Our current results suggest a mechanistically different effect of revascularization vs medical therapy on ischemia at follow-up in general, and on improvements in ischemia in particular. Specifically, revascularization appeared superior to medical therapy in reducing ischemia among those with moderate or severe ischemia at baseline. Moreover, revascularization appeared better than medical therapy in normalizing altogether myocardial perfusion among those with baseline ischemia.

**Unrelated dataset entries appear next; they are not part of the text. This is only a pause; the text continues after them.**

PR #1337, opened 2023-12-11
Universal sierra -> casm compilation library

### LINKED ISSUE #1211: Implement rust library for unversal compilation of `Sierra` -> `CASM`
It should be a separate package, which allows the user to provide any sierra,
and it will automatically detect & compile it into CASM

war-in:
Closes #1211

## Introduced changes

- new sierra-casm crate
- sierra-casm exposes the `compile` function which takes `FlattenedSierraClass` from starknet-rs and returns `CasmContractClass`

## Checklist

- [x] Linked relevant issue
- [x] Added relevant tests


crates/cheatnet/src/forking/state.rs
MaksymilianDemitraszek, line 1: Can we do migration in a separate PR? We need to make sure we removed all related structures and code.

crates/sierra-casm/src/lib.rs
```diff
@@ -0,0 +1,63 @@
...
+use cairo_lang_starknet::contract_class::{ContractClass, ContractEntryPoints};
+use cairo_lang_starknet_v1_0_0_alpha6::casm_contract_class::CasmContractClass as CasmContractClassV1Alpha;
+use cairo_lang_starknet_v1_0_0_alpha6::contract_class::ContractClass as ContractClassV1Alpha;
+use cairo_lang_starknet_v1_0_0_rc0::casm_contract_class::CasmContractClass as CasmContractClassV1Rc0;
+use cairo_lang_starknet_v1_0_0_rc0::contract_class::ContractClass as ContractClassV1Rc0;
+use cairo_lang_starknet_v1_1_1::casm_contract_class::CasmContractClass as CasmContractClassV1_1;
+use cairo_lang_starknet_v1_1_1::contract_class::ContractClass as ContractClassV1_1;
+
+pub fn compile(definition: &FlattenedSierraClass) -> anyhow::Result<CasmContractClass> {
+    macro_rules! compile_contract {
```
MaksymilianDemitraszek, line 18: This macro is not very readable, this is imo not a good use case, can we just write code instead?

crates/sierra-casm/src/lib.rs
```diff
@@ -0,0 +1,63 @@
...
+
+    let json = serde_json::json!({
+        "sierra_program": converted_sierra_program,
+        "contract_class_version": value.contract_class_version,
+        "entry_points_by_type": converted_entry_points,
+    });
+    serde_json::from_value::<T>(json)
+}
+
+fn casm_to_main_casm<T>(value: &T) -> anyhow::Result<CasmContractClass>
```
MaksymilianDemitraszek, line 57: I don't undestand what this function does.

MaksymilianDemitraszek (changes requested):
Overall LGTM, but please migrate forge in a separate PR, we need to make sure we remove all related code.

crates/sierra-casm/src/lib.rs
```diff
@@ -0,0 +1,63 @@
...
+            }
+        }};
+    }
+
+    compile_contract!(ContractClass, CasmContractClass);
+    compile_contract!(ContractClassV1_1, CasmContractClassV1_1);
+    compile_contract!(ContractClassV1Rc0, CasmContractClassV1Rc0);
+    compile_contract!(ContractClassV1Alpha, CasmContractClassV1Alpha);
+
+    unreachable!()
```
Arcticae, line 33: I think we settled on not using the unreachable macro where it can be a panic (i think this case can even be a handleable error since we are extracting it out to a crate)

crates/sierra-casm/src/lib.rs
Arcticae: Perhaps a regular function would be better

crates/sierra-casm/src/lib.rs
```diff
@@ -0,0 +1,63 @@
...
+use cairo_lang_starknet::casm_contract_class::CasmContractClass;
+use cairo_lang_starknet::contract_class::{ContractClass, ContractEntryPoints};
+use cairo_lang_starknet_v1_0_0_alpha6::casm_contract_class::CasmContractClass as CasmContractClassV1Alpha;
+use cairo_lang_starknet_v1_0_0_alpha6::contract_class::ContractClass as ContractClassV1Alpha;
+use cairo_lang_starknet_v1_0_0_rc0::casm_contract_class::CasmContractClass as CasmContractClassV1Rc0;
+use cairo_lang_starknet_v1_0_0_rc0::contract_class::ContractClass as ContractClassV1Rc0;
+use cairo_lang_starknet_v1_1_1::casm_contract_class::CasmContractClass as CasmContractClassV1_1;
+use cairo_lang_starknet_v1_1_1::contract_class::ContractClass as ContractClassV1_1;
+
+pub fn compile(definition: &FlattenedSierraClass) -> anyhow::Result<CasmContractClass> {
```
Arcticae, line 17: I think the interface should be more universal, so that the user does not have to use `starknet::core` in order to compile

crates/sierra-casm/src/lib.rs
Arcticae: Netiher do i 😬

Arcticae (changes requested):

crates/sierra-casm/src/lib.rs
war-in: We do have to convert `CasmContractClass` which we got from the compilation to the latest CasmContractClas. Will add a description and maybe rename this function

crates/cheatnet/src/forking/state.rs
Arcticae, line 1: Changes from this file should be reverted

crates/sierra-casm/src/lib.rs
```diff
@@ -0,0 +1,46 @@
...
+            }
+        }};
+    }
+
+    compile_contract!(ContractClass, CasmContractClass);
+    compile_contract!(ContractClassV1_1, CasmContractClassV1_1);
+    compile_contract!(ContractClassV1Rc0, CasmContractClassV1Rc0);
+    compile_contract!(ContractClassV1Alpha, CasmContractClassV1Alpha);
+
+    Err("Unable to compile Sierra to Casm".to_string())
```
Arcticae, line 35: A reason would be nice here

crates/sierra-casm/src/lib.rs
```diff
@@ -0,0 +1,46 @@
...
+}
+
+/// converts `CasmContractClass` from the old `cairo_lang_starknet` library version
+/// to the `CasmContractClass` from the newest version
+fn old_casm_to_newest_casm<T>(value: &T) -> CasmContractClass
+where
+    T: Serialize + DeserializeOwned,
+{
+    let serialized = serde_json::to_value(value).unwrap();
+    serde_json::from_value::<CasmContractClass>(serialized).unwrap()
```
Arcticae, line 45: We should probably chain those errors

Arcticae, line 45: Shouldn't this be of type `T`?

Arcticae (changes requested):

crates/sierra-casm/src/lib.rs
war-in: I think it is not necessary because Casm should not change. This serialization is only needed because of the types

war-in: Nope, we want to deserialize it to the latest CasmContractClass

crates/sierra-casm/src/lib.rs
war-in: 🔒

crates/sierra-casm/src/lib.rs
Arcticae: Ah okay

Arcticae (approved):

PR #1351, opened 2023-12-12
Parametrized tests design document

### LINKED ISSUE #1307: Design parametric tests support
Like fuzzing but hardcoded

Complex argument values need exploring and designing

Please look up quickcheck (rust fuzzer) or other tools, on how it's done currently

cptartur:
Closes #1307 

## Introduced changes

- Added a design document for parametrized tests

## Checklist

- [x] Linked relevant issue
- [x] Added relevant tests

### DIFF
--- a/design_documents/parametrizing_tests_with_fixed_values.md
+++ b/design_documents/parametrizing_tests_with_fixed_values.md
@@ -78,8 +78,8 @@ Provided names must be unique and must not be the same as automatically generate
 For example:
 
 ```cairo
-#[test_case(1, 3, name: 'my_name')]
-#[test_case(3, 5, name: 'a_test')]
+#[test_case(1, 3, name: "my_name")]
+#[test_case(3, 5, name: "a_test")]
 fn my_test(a: felt252, b: u32) {
     // ...
 }
--- a/design_documents/parametrizing_tests_with_fixed_values.md
+++ b/design_documents/parametrizing_tests_with_fixed_values.md
@@ -195,3 +195,11 @@ This is problematic because `snforge` would treat these generated tests as compl
 
 Test collector should be modified, so that cases of the same test as a single bundle.
 This way we can handle execution of them more easily.
+
+## Implementation Plan
+
+1. Prototype creating a plugin for test code generation.
+   Initially, it can support just simple arguments and unnamed test cases.
+2. If/Once code generation approach is proven viable, add support for complex types arguments and introduce necessary
+   test collection logic according to the document.
+3. Named test cases can be added after MVP is created.
--- a/design_documents/parametrizing_tests_with_fixed_values.md
+++ b/design_documents/parametrizing_tests_with_fixed_values.md
@@ -158,6 +158,8 @@ Adding `#[ignore]` attribute to parametrized test should ignore all of it's test
 
 In case `--rerun-failed` flag is used, only failed cases of a parametrized test should be rerun.
 
+Rerun cases should still be displayed together: The behavior should be exactly the same as if just running test cases.
+
 ## Required Changes to Test Collector
 
 To support parametric test, we need to introduce some changes to the test collector in Scarb as outlined below.
--- a/design_documents/parametrizing_tests_with_fixed_values.md
+++ b/design_documents/parametrizing_tests_with_fixed_values.md
@@ -134,7 +134,7 @@ This change is mostly straightforward: It can be done in the same manner as all 
 For each test that has cases containing fixtures, we need to generate a new test that has calls to these fixtures
 inline.
 Additionally, if we follow the alternative approach of handling [parametrized fixtures](#parametrized-fixtures),
-we will also need to generate the neccessary argument definitions.
+we will also need to generate the necessary argument definitions.
 
 ### Argument Injection
 
--- a/design_documents/parametrizing_tests_with_fixed_values.md
+++ b/design_documents/parametrizing_tests_with_fixed_values.md
@@ -132,7 +132,7 @@ This change is mostly straightforward: It can be done in the same manner as all 
 ### Code Generation
 
 If the parameterized test case uses different fixtures, we will have to generate several versions of the test case.
-Additionally, if we follow the alternative approach of handling [parametrized fixtures](#parametrized-fixtures),
+Additionally, if we follow the alternative approach of handling [parameterized fixtures](#parametrized-fixtures),
 we will also need to generate the necessary argument definitions.
 
 ### Argument Injection
--- a/design_documents/parametrizing_tests_with_fixed_values.md
+++ b/design_documents/parametrizing_tests_with_fixed_values.md
@@ -128,7 +128,14 @@ fn my_test_generated(a: felt252) {
 While it is technically possible to use complex types in attributes instead of defining fixtures, handling of them in
 code would be quite problematic based on my limited research.
 
-At least initially, we do not want to support syntax with complex types. For example, this would not be allowed:
+Annotations do not seem to be type-checked at all.
+Arguments passed to annotations are returned as AST node in the compiler code.
+Handling and generating the necessary Cairo code from them is not trivial.
+
+Based on these conclusions, it is logical we limit our support only simple types or calls to functions, without support
+for nested calls, etc.
+
+For example, this syntax would not be allowed:
 
 ```cairo
 #[parametrize]
--- a/design_documents/parametrizing_tests_with_fixed_values.md
+++ b/design_documents/parametrizing_tests_with_fixed_values.md
@@ -89,14 +89,14 @@ An example output could look similarly to this:
 
 ```shell
 $ snforge test
-[PASS] tests::parametrized(a = 1, b = 2, c = my_fixture(1, 2))
-[PASS] tests::parametrized(a = 3, b = 5, c = my_fixture(4, 5))
-[FAIL] tests::parametrized(a = 4, b = 5, c = my_fixture(3, 2))
+[PASS] tests::parametrized(a = 1, b = 2)
+[PASS] tests::parametrized(a = 3, b = 5)
+[FAIL] tests::parametrized(a = 4, b = 5)
 
 Failure data:
     original value: [344693033283], converted to a string: [PANIC]
     
-[PASS] tests::parametrized(a = 5, b = 7, c = my_fixture(7, 8))
+[PASS] tests::parametrized(a = 5, b = 7)
 # ...
 ```
 
@@ -118,8 +118,6 @@ To support parametric test, we need to introduce some changes to the test collec
 This change is mostly straightforward: It can be done in the same manner as all other attributes.
 
 ### Code Generation
-
-If the parameterized test case uses different fixtures, we will have to generate several versions of the test case.
 
 For this approach, my recommendation is to use plugins for code generation.
 We could create a separate plugin for just generating test cases from our attribute and make sure it is executed before
--- a/design_documents/parametrizing_tests_with_fixed_values.md
+++ b/design_documents/parametrizing_tests_with_fixed_values.md
@@ -1,0 +1,106 @@
+# Parametrizing Tests With Fixed Values
+
+## Context
+
+Various test runners for other programming languages provide ways of parametrizing test cases with fixed values.
+This way, multiple test cases can be executed for the same test source code.
+
+## Goal
+
+Propose a way of adding support for parametrized tests to Starknet Foundry's `snforge`.
+
+## Proposed Solution
+
+Introduce three new attributes: `parametrize`, `case` and.
+
+- `parametrize` - defines a parametrized test.
+- `case` - defines a specific test case
+
+### Parametrization With Simple Arguments
+
+```cairo
+#[parametrize]
+#[case(1, 3)]
+#[case(3, 5)]
+#[test]
+fn my_test(a: felt252, b: u32) {
+    // case a = 1, b = 3
+    // case a = 3, b = 5
+    // ...
+}
+```
+
+For test cases like this, values could simply be injected into a runner for each `case`.
+
+### Parametrization With Fixtures
+
+```cairo
+struct MyStruct {
+    a: felt252, 
+    b: Array<felt252>
+}
+
+fn my_fixture() -> MyStruct {
+    MyStruct { a: 1, b: array![2, 3] }
+}
+
+#[parametrize]
+#[case(1, my_fixture())]
+#[case(3, my_fixture())]
+#[test]
+fn my_test(a: felt252, b: MyStruct) {
+    // case a = 1, b = MyStruct { a: 1, b: [2, 3] }
+    // case a = 3, b = MyStruct { a: 1, b: [2, 3] }
+    // ...
+}
+
+// This would require some code generation
+```
+
+To handle parametrization with function calls, we would have to generate a necessary code.
+An example generated code for the snippet above could look like this
+
+```cairo
+// ...
+#[test]
+fn my_test_generated(a: felt252) {
+    let b = my_fixture();
+    // ...
+}
+```
+
+### Parametrized Fixtures
+
+```cairo
+struct MyStruct {
+    a: felt252, 
+    b: Array<felt252>
+}
+
+fn my_fixture(a: felt252, b: felt252, c: felt252) -> MyStruct {
+    MyStruct { a: a, b: array![b, c] }
+}
+
+#[parametrize]
+#[case(1, my_fixture(2, 3, 4))]
+#[case(3, my_fixture(5, 6, 7))]
+#[test]
+fn my_test(a: felt252, b: MyStruct) {
+    // case a = 1, b = MyStruct { a: 2, b: [3, 4] }
+    // case a = 3, b = MyStruct { a: 5, b: [6, 7] }
+    // ...
+}
+
+// This would require some code generation
+```
+
+This could be handled in a very similar manner as the [non-parametrized fixture case](#parametrization-with-fixtures):
+
+```cairo
+// ...
+#[test]
+fn my_test_generated(a: felt252) {
+    let b = my_fixture(2, 3, 4);
+    // ...
+}
+```
--- a/design_documents/parametrizing_tests_with_fixed_values.md
+++ b/design_documents/parametrizing_tests_with_fixed_values.md
@@ -123,6 +123,23 @@ fn my_test_generated(a: felt252) {
 }
 ```
 
+### Parametrizing With Complex Types
+
+While it is technically possible to use complex types in attributes instead of defining fixtures, handling of them in
+code would be quite problematic based on my limited research.
+
+At least initially, we do not want to support syntax with complex types. For example, this would not be allowed:
+
+```cairo
+#[parametrize]
+#[case(MyStruct { a: 1, b: array![2, 3] })]
+#[test]
+fn my_test(a: MyStruct) {
+    // ...
+}
+```
+### Problems With Code Generation
+
 The code generation solution has some problems that will need to be addressed before it is implemented.
 See [section below](#possible-problems-with-code-generation) for details.
 
--- a/design_documents/parametrizing_tests_with_fixed_values.md
+++ b/design_documents/parametrizing_tests_with_fixed_values.md
@@ -140,7 +140,7 @@ we will also need to generate the necessary argument definitions.
 The structure representing a test case (currently named `TestCaseRaw`), should gain additional field `cases` containing
 arguments for each of the parametrized cases.
 
-```cairo
+```rust
 struct TestCaseRaw {
     // ...
     cases: Vec<Vec<String>>
--- a/design_documents/parametrizing_tests_with_fixed_values.md
+++ b/design_documents/parametrizing_tests_with_fixed_values.md
@@ -106,7 +106,7 @@ Parallel test execution implementation in forge makes deterministic test executi
 For good user experience, we should aim to implement parametrized tests in such a way that cases results are displayed
 in deterministic order and grouped together.
 
-Test execution itself can be performed in any order as long as we display the results in grouped manner.
+Test execution itself can be performed in any order as long as we display the results in a grouped manner.
 We can follow the fuzzed tests implementation for this.
 
 ### Behavior of `--exit-first` Flag
--- a/design_documents/parametrizing_tests_with_fixed_values.md
+++ b/design_documents/parametrizing_tests_with_fixed_values.md
@@ -109,6 +109,16 @@ in deterministic order and grouped together.
 Test execution itself can be performed in any order as long as we display the results in grouped manner.
 We can follow the fuzzed tests implementation for this.
 
+### Behavior of `--exit-first` Flag
+
+In case `--exit-first` flag is used we should try to have consistent behavior of parametrized tests.
+
+If some other test fails and there are cases of parametrized tests that did not finish execution,
+we should not display any results of parametrized test.
+
+In case a parametrized test case fails, we should display it.
+Other cases may not be displayed in this case.
+
 ## Required Changes to Test Collector
 
 To support parametric test, we need to introduce some changes to the test collector in Scarb as outlined below.
--- a/design_documents/parametrizing_tests_with_fixed_values.md
+++ b/design_documents/parametrizing_tests_with_fixed_values.md
@@ -104,3 +104,65 @@ fn my_test_generated(a: felt252) {
     // ...
 }
 ```
+
+Alternatively, we could generate code where arguments of `my_fixture` are injected:
+
+```cairo
+// ...
+#[test]
+fn my_test_generated(a: felt252, my_fixture_a: felt252, my_fixture_b: felt252, my_fixture_c: felt252) {
+    let b = my_fixture(my_fixture_a, my_fixture_b, my_fixture_c);
+    // ...
+}
+```
+
+This has the benefit of only needing to generate one version of the test. Necessary arguments just need to be injected.
+
+The code generation solution has some problems that will need to be addressed before it is implemented.
+See [section below](#possible-problems-with-code-generation) for details.
+
+## Required Changes to Test Collector
+
+To support parametric test, we need to introduce some changes to the test collector in Scarb.
+
+### Define the Necessary Attributes
+
+This change is mostly straightforward: It can be done in the same manner as all other attributes.
+
+### Code Generation
+
+For each test that has cases containing fixtures, we need to generate a new test that has calls to these fixtures
+inline.
+Additionally, if we follow the alternative approach of handling [parametrized fixtures](#parametrized-fixtures),
+we will also need to generate the neccessary argument definitions.
+
+### Argument Injection
+
+The structure representing a test case (currently named `TestCaseRaw`), should gain additional field `cases` containing
+arguments for each of the parametrized cases.
+
+```cairo
+struct TestCaseRaw {
+    // ...
+    cases: Vec<Vec<String>>
+}
+```
+
+Where each `Vec<String>` represents arguments for a single case.
+Arguments should be only defined using primitive types.
+
+These arguments could be then handled in `snforge` and injected in the same manner as fuzzer arguments are.
+
+## Possible Problems With Code Generation
+
+In case the parametrized test case uses different fixtures in different cases, we will have to generate multiple
+versions of the test case.
+
+This is problematic because `snforge` would treat these generated tests as completely separate entities.
+
+Some possible solutions for this problem would be:
+
+- Modifying the `TestCaseRaw` so it contains some additional field that allow tests cases to reference each other: This
+  way would know which tests are just different cases of the same sour code.
+- Modify `TestCaseRaw` so it can contain references to multiple "implementations".
+  `snforge` would then find these implementations and run them in a bundle.
--- a/design_documents/parametrizing_tests_with_fixed_values.md
+++ b/design_documents/parametrizing_tests_with_fixed_values.md
@@ -62,6 +62,9 @@ the same base test.
 Test in `snforge` can be filtered by name.
 It is important that generated test names do not break the test filtering logic.
 
+For consistent UX, we should not allow filtering specific test cases.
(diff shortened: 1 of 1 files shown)


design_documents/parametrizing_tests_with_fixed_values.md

Conversely, there was no apparent benefit of revascularization (percutaneous or surgical) on follow-up ischemia among patients without ischemia at baseline, or among subjects with only minimal or mild baseline ischemia. Indeed, revascularization tended to be even detrimental in such patients.

The suboptimal therapy received by many patients having evidence of myocardial ischemia in our registry, while disappointing, is in keeping with real-world data on unselected patients with CAD. While optimal therapy as previously described was relatively more common among subjects undergoing revascularization, multivariable analysis accounting for the potential confounding effects of specific drug agents showed that the beneficial impact of revascularization on myocardial ischemia was independent from such potential moderators. Another key feature of our work is that we excluded pre hoc patients with abnormal LVEF or EDVI, thus limiting their confounding effects.22

This work has several limitations, which mainly have to do with the observational and retrospective design. Extensive analyses, including propensity score adjustment and matching, should have reduced, though, the risk of selection bias. In addition, the decision to perform repeat MPS was based on clinical criteria, and thus there is an inherent and strong selection bias in performing a repeat MPS, especially after a normal or near-normal baseline MPS. Yet, the nonrandomized design may give indirect advantages to the medical therapy group, as this approach is commonplace in patients at lower risk, or even without CAD, leading to an underestimation of adverse events in the medical therapy group. A formal evaluation of the prognostic impact of changes in MIS after baseline MPS was beyond our scope, but recent evidence supporting the prognostic importance of changes in myocardial ischemia (and thus possibly in severity as well) are available elsewhere.11,12,19 Finally, the withdrawal of anti-anginal medications before MPS may have led to an overestimation of ischemic burden, favoring those undergoing revascularization.

New Knowledge Gained

Myocardial perfusion scintigraphy (MPS) represents a valid means to appraise the comparative impact of medical therapy vs coronary revascularization in patients with coronary artery disease. In our large retrospective cohort of patients undergoing serial MPS, revascularization appeared superior to medical therapy in reducing ischemic burden among those with moderate or severe ischemia at baseline, and even more so in normalizing myocardial perfusion.